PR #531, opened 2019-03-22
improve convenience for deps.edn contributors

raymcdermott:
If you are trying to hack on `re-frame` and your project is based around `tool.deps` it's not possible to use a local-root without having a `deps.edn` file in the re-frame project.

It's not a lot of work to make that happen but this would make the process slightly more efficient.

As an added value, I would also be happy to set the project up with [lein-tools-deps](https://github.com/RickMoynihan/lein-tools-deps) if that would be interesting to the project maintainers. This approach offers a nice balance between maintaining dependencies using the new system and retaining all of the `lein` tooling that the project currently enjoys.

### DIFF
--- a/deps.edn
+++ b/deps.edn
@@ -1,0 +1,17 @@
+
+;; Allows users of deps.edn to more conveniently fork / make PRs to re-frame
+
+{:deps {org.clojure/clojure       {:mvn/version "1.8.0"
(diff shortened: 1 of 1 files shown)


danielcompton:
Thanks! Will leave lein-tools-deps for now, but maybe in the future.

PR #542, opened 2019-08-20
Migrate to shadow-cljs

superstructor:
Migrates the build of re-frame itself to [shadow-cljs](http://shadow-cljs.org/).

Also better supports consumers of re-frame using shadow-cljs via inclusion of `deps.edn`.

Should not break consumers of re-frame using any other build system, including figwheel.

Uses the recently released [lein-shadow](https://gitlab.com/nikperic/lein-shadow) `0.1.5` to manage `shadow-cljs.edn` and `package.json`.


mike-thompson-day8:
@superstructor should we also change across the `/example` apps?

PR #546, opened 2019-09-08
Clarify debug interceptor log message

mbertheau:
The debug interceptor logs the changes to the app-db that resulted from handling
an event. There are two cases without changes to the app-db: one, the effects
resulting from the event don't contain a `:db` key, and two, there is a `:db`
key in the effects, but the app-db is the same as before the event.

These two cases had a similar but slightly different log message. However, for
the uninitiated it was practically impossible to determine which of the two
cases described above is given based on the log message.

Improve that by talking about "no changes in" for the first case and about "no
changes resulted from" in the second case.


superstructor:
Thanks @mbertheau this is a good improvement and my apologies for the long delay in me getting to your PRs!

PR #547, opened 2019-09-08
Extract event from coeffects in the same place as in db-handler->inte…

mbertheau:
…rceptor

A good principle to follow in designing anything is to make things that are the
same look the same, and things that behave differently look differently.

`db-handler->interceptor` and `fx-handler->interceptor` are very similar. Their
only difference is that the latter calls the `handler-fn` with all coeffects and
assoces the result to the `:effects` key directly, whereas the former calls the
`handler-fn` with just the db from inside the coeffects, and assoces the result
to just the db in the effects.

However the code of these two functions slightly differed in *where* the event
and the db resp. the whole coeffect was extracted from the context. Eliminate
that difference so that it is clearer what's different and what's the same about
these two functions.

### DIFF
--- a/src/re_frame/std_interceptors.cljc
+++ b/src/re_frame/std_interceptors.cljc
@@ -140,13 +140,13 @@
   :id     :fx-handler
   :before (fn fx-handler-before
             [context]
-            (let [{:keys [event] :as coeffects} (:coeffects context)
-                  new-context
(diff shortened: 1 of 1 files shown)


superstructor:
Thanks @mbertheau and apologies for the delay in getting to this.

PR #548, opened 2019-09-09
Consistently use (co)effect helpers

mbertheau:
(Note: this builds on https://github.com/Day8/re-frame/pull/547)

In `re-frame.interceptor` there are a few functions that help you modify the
■ ■ ■ ■ ■ ■ ■
> _TASK OBJECTIVE_
Where a line above contains the word "debug", show that line.

> _ANSWER AREA_
Clarify debug interceptor log message
The debug interceptor logs the changes to the app-db that resulted from handling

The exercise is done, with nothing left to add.